In the late 1500s, Europeans first encountered the seed. Then, they spread rapidly to India and portions of Africa. In the 1920s, when the General Food Corporation began shipping them in quantity, they gained popularity in the United States. Today, however, Americans are among the most devoted cashew consumers in the world. Here are given Health Benefits of Cashews.
Health Benefits of Cashews
Rich in protein, healthy fats, and antioxidants such as polyphenols, cashews offer a variety of noteworthy health benefits.
Reduced Cholesterol
In the past, cashews have been criticised for containing saturated fat, but this may not be as problematic as the saturated label suggests. The majority of the fat in cashews is stearic acid, which, according to experts, has no effect on blood cholesterol. Research indicates that individuals who consume a modest portion of cashews daily experience a slight reduction in LDL “bad” cholesterol.
Heart Disease Prevention
Due to their high magnesium content, cashews may also prevent heart disease in addition to moderating LDL cholesterol levels. Magnesium consumption may reduce the risk of ischemic heart disease, which is frequently caused by inadequate blood flow to the heart.
Stroke Prevention
Diabetes Prevention or Management
Nutrition
Cashews are an excellent source of both monounsaturated and polyunsaturated healthy lipids. Additionally, these almonds are a moderate source of protein. As a result, they are a common staple in the diets of vegetarians and vegans.

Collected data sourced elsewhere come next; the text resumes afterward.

Issue #1781, opened 2015-07-16
Markdown tables would be super nice


HGustavs:
Using pipe characters. 

Colons can be used to align columns.

| Tables | Are | Cool |
| --- | :-: | --: |
| col 3 is | right-aligned | $1600 |
| col 2 is | centered | $12 |
| zebra stripes | are neat | $1 |

The outer pipes (|) are optional, and you don't need to make the raw Markdown line up prettily. You can also use inline Markdown.

| Markdown | Less | Pretty |
| --- | --- | --- |
| _Still_ | `renders` | **nicely** |
| 1 | 2 | 3 |

a15ramha:
This issue has been solved.

PR #3025, opened 2017-04-12
Week15 issue#1781 d15johro a15ramha

d15johro:
this pull-request partially solves the markup for tables in markdown.js. tables with tables rows and table data are parsed curroectly, however, there is no support for alignment or table-headers, etc. This branch and Issue #1781 should therefore not be closed.


a15wilhe:
It would be nice with a border on the table element.

a15wilhe:
Not closeing issue and branch as on request.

Cashews are also an excellent source of:
- Magnesium
- Manganese
- Phosphorus
- Zinc
- Vitamin B6
- Vitamin K
Nutrients per Serving
A 1-ounce serving of cashews contains:
- Calories: 165
- Protein: 4 grams
- Fat: 14 grams
- Carbohydrates: 9 grams
- Fiber: Less than 1 gram
- Sugar: 1 gram
Things to Look Out For
How to Prepare Cashews
- Combine cashews with dried fruit, chocolate chips, and other nuts to create a trail mix.
- Toss cashews with romaine lettuce, tomatoes, and a hint of olive oil for a healthy and satisfying salad.
- Add to a wrap featuring cubed chicken, mustard, and mayonnaise.
- Combine with coconut, maple syrup, and rolled oats. Mix these ingredients before baking to form granola.
- Sprinkle salted cashews on top of roasted green beans.
- Enjoy with yogurt, granola, and fruit in a tasty parfait.
- Prepare with rice, soy sauce, chicken, and red pepper flakes in a slow cooker.
- Toss with lo mein noodles coated in oyster sauce and soy sauce.